● **Exercise prompt**
Take each line of the records below that contains the string "netem" and copy it.

[Data shown — start]

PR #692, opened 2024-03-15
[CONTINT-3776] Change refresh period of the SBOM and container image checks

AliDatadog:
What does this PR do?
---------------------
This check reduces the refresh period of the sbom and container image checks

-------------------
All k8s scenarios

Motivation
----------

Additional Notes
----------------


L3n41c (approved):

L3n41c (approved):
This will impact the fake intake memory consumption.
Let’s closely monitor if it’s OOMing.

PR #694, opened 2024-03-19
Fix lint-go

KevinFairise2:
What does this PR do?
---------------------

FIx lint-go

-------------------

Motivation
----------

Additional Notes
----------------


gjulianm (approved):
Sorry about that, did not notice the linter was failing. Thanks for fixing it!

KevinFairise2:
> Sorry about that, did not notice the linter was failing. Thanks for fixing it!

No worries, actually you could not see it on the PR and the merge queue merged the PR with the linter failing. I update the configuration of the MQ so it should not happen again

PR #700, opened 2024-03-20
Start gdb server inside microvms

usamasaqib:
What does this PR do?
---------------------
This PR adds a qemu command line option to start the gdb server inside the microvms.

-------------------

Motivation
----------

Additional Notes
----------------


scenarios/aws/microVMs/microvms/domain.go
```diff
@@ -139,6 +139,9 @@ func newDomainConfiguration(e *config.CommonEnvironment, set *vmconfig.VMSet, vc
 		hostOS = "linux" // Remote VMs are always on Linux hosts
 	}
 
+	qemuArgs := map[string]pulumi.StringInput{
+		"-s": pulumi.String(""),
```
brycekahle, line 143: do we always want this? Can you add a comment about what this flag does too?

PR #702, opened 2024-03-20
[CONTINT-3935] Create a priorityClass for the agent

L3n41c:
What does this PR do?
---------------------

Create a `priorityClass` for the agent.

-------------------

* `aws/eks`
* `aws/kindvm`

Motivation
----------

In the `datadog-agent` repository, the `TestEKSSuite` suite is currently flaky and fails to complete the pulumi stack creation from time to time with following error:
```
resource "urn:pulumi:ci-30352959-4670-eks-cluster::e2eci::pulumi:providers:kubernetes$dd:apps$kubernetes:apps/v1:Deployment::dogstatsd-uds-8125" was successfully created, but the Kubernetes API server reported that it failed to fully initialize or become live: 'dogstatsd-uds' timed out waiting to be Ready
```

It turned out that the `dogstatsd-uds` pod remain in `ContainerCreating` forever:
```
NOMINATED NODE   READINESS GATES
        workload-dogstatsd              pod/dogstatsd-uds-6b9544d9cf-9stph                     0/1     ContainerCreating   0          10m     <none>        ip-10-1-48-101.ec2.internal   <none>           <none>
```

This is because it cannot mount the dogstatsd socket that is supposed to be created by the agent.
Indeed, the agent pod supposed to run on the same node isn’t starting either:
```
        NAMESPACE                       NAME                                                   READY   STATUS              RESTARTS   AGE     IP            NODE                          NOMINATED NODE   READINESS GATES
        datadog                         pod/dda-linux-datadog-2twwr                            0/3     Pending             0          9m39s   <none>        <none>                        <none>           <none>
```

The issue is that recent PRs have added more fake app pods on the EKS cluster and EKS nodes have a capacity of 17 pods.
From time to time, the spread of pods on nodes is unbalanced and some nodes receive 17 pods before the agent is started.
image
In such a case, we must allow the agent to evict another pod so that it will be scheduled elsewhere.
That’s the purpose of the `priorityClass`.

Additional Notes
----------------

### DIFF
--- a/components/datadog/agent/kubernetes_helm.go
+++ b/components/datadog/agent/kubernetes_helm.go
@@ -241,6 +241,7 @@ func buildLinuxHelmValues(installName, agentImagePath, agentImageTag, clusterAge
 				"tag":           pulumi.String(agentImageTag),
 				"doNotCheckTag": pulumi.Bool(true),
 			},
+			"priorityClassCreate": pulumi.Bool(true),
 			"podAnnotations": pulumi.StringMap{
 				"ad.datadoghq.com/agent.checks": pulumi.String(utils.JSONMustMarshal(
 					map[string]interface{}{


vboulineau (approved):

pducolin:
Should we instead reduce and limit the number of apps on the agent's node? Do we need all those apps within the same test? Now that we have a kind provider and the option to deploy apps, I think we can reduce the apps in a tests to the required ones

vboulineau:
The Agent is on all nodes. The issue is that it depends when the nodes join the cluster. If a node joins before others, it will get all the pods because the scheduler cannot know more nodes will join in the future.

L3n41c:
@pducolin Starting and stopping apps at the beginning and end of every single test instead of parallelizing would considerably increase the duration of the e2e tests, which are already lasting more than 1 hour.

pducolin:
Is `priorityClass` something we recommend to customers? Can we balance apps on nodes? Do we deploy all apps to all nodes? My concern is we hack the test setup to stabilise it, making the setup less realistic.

[Data shown — finish]
[Data shown — start]

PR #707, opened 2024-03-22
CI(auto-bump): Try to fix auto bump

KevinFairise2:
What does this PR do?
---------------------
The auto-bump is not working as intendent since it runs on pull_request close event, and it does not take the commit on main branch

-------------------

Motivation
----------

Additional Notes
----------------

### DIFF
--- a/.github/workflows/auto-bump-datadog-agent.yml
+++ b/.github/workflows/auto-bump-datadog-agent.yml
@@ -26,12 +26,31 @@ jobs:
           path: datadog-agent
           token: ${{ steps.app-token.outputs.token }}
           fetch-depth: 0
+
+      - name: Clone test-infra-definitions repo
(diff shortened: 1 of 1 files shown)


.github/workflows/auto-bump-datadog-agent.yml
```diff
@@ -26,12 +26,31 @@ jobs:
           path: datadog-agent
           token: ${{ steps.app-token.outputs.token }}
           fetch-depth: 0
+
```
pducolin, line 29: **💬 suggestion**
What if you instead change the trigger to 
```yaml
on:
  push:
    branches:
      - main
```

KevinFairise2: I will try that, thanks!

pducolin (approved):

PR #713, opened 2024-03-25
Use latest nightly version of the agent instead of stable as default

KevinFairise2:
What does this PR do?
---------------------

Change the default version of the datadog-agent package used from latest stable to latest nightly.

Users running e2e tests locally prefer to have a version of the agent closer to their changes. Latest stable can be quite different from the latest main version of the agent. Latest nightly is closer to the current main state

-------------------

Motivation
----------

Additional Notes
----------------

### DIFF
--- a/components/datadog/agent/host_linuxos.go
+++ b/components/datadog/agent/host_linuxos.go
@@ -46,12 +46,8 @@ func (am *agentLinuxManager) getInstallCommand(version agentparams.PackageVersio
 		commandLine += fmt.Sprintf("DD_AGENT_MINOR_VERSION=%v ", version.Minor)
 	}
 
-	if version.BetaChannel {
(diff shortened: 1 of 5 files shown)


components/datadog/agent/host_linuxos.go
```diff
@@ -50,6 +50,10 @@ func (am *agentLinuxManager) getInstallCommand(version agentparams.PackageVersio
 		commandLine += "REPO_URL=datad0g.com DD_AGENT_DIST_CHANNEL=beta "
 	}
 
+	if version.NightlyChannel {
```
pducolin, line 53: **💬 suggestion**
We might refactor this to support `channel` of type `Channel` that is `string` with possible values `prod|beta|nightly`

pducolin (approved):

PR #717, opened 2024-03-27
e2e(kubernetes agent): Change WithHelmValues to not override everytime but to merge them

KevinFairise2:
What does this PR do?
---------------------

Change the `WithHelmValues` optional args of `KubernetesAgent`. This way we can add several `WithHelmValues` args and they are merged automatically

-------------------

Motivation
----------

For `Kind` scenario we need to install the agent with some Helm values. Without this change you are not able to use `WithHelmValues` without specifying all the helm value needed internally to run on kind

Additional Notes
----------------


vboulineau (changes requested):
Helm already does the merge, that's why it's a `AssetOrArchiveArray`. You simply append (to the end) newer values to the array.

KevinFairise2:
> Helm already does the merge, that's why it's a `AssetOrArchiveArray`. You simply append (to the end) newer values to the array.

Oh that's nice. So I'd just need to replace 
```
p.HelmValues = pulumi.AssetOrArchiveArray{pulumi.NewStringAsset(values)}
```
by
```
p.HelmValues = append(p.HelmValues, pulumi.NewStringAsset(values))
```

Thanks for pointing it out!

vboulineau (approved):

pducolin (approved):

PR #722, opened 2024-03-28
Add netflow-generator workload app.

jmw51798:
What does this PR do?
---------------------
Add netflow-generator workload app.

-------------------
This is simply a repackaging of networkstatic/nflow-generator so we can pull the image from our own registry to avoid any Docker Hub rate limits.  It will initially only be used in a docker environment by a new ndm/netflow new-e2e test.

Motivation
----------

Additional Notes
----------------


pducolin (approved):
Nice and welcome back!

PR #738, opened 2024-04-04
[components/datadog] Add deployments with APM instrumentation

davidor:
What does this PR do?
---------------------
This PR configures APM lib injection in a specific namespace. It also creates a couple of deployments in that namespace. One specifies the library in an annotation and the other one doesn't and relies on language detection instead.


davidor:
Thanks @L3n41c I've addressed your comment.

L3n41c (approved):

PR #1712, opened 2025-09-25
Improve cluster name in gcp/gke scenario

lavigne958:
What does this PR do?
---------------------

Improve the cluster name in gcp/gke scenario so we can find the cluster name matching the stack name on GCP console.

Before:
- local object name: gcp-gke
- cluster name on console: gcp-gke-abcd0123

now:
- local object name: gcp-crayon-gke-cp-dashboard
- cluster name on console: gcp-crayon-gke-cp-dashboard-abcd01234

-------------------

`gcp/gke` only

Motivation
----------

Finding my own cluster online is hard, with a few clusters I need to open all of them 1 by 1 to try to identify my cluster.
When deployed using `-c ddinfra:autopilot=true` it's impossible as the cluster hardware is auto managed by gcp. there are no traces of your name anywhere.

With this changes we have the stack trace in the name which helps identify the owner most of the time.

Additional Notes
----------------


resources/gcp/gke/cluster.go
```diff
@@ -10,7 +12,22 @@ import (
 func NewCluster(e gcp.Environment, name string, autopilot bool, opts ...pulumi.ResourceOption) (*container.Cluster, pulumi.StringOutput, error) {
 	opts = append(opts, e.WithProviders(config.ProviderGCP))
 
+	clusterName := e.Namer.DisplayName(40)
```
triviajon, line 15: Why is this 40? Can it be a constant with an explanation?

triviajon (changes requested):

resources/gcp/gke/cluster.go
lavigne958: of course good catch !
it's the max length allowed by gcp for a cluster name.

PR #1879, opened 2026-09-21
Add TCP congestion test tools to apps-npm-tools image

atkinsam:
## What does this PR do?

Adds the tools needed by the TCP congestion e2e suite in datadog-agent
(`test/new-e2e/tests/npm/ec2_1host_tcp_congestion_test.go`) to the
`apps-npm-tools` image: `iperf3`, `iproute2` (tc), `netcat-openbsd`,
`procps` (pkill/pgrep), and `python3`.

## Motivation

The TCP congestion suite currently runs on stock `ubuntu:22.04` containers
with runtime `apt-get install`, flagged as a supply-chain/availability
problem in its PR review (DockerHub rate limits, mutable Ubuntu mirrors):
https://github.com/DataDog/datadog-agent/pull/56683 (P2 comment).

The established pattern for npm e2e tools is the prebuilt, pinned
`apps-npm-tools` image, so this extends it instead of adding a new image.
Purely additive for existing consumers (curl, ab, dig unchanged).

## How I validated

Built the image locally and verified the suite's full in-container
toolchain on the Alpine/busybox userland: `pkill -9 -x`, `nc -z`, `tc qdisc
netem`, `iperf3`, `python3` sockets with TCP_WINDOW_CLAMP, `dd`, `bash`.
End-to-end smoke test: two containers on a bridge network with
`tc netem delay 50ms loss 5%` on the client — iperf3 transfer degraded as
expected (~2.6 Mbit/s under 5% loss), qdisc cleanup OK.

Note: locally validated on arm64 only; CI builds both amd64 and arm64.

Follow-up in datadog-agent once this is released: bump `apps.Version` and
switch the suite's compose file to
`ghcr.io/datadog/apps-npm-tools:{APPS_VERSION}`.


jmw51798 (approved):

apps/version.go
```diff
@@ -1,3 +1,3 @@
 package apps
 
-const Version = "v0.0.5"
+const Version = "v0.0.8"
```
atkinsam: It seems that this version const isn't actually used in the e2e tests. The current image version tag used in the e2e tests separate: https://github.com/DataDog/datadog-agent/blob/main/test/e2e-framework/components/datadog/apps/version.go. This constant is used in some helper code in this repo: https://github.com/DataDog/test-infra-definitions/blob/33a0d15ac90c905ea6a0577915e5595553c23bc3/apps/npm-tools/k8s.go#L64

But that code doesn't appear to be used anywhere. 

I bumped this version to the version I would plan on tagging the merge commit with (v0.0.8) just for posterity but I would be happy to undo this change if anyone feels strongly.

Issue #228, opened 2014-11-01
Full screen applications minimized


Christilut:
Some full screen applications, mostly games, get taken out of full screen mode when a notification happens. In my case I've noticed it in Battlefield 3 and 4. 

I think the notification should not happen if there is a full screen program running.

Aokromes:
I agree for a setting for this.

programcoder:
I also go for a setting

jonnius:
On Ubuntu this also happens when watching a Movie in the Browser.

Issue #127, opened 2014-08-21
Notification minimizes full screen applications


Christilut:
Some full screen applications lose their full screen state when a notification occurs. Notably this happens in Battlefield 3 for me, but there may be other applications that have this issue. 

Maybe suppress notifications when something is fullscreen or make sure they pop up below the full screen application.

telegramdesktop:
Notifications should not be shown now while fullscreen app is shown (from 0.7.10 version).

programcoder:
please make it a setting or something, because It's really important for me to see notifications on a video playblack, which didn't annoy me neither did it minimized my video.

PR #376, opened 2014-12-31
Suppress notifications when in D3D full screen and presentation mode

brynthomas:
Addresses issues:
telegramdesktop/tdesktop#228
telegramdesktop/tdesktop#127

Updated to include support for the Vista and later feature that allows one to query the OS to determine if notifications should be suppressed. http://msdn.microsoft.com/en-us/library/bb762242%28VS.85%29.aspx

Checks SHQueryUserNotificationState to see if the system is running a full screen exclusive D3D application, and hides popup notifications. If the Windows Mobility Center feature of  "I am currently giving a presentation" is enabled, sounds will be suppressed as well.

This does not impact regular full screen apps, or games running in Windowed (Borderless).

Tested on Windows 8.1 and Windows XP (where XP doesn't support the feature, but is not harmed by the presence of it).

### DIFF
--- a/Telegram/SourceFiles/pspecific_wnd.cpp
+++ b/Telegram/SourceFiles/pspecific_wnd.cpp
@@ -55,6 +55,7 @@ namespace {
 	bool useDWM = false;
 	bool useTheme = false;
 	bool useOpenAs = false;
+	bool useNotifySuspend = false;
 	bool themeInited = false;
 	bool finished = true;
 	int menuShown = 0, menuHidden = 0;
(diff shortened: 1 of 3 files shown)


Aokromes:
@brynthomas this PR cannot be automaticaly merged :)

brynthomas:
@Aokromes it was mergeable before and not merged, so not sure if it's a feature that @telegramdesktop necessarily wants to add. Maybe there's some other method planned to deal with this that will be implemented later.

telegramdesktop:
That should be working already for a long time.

[Data shown — finish]

● **Result of the exercise**
netem`, `iperf3`, `python3` sockets with TCP_WINDOW_CLAMP, `dd`, `bash`.
`tc netem delay 50ms loss 5%` on the client — iperf3 transfer degraded as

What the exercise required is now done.